(Dataset entries)
================================

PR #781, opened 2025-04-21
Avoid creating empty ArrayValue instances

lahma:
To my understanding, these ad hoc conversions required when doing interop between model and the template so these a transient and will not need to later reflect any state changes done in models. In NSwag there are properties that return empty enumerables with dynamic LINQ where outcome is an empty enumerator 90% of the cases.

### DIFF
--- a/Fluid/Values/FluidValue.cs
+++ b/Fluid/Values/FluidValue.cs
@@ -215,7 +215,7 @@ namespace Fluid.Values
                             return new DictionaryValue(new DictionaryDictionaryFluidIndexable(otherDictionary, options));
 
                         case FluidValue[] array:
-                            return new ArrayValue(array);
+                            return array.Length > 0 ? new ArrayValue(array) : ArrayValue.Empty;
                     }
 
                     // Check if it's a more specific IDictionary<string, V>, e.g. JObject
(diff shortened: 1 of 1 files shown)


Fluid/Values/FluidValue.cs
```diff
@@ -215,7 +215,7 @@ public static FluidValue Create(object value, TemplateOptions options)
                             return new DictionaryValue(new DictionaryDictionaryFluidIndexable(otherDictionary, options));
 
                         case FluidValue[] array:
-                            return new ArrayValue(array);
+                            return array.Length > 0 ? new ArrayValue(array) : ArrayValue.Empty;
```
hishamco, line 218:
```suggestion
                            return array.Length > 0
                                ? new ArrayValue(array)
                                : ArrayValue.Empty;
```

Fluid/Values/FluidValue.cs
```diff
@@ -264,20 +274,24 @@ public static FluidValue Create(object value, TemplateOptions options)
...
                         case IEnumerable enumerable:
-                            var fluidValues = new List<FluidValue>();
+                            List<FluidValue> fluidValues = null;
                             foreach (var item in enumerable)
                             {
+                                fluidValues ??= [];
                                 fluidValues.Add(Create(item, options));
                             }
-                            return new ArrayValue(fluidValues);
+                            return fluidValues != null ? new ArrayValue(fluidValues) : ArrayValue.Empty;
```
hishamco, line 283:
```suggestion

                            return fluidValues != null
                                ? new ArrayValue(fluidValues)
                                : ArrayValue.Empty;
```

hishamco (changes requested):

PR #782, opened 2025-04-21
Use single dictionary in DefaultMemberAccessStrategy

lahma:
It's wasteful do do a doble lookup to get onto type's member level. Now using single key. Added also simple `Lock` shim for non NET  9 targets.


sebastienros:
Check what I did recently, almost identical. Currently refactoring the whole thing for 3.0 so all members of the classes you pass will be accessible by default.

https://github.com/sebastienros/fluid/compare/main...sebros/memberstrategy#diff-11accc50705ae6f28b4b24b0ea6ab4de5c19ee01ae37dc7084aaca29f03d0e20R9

================================

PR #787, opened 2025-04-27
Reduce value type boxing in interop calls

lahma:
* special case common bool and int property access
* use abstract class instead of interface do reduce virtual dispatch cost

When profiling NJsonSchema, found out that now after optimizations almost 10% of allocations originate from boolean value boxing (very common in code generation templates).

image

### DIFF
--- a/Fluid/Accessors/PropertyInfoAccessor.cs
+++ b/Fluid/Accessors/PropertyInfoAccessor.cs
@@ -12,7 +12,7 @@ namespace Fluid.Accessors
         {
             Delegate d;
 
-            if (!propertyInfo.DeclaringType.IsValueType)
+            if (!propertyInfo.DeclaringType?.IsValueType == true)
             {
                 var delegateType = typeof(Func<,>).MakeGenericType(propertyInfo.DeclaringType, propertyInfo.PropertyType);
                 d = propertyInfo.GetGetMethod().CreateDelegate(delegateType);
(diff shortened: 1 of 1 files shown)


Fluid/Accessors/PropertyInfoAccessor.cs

================================

EXERCISE REQUIREMENTS: Provide the number of lines above that include the string "item", with no other words.

ANSWER SECTION: 2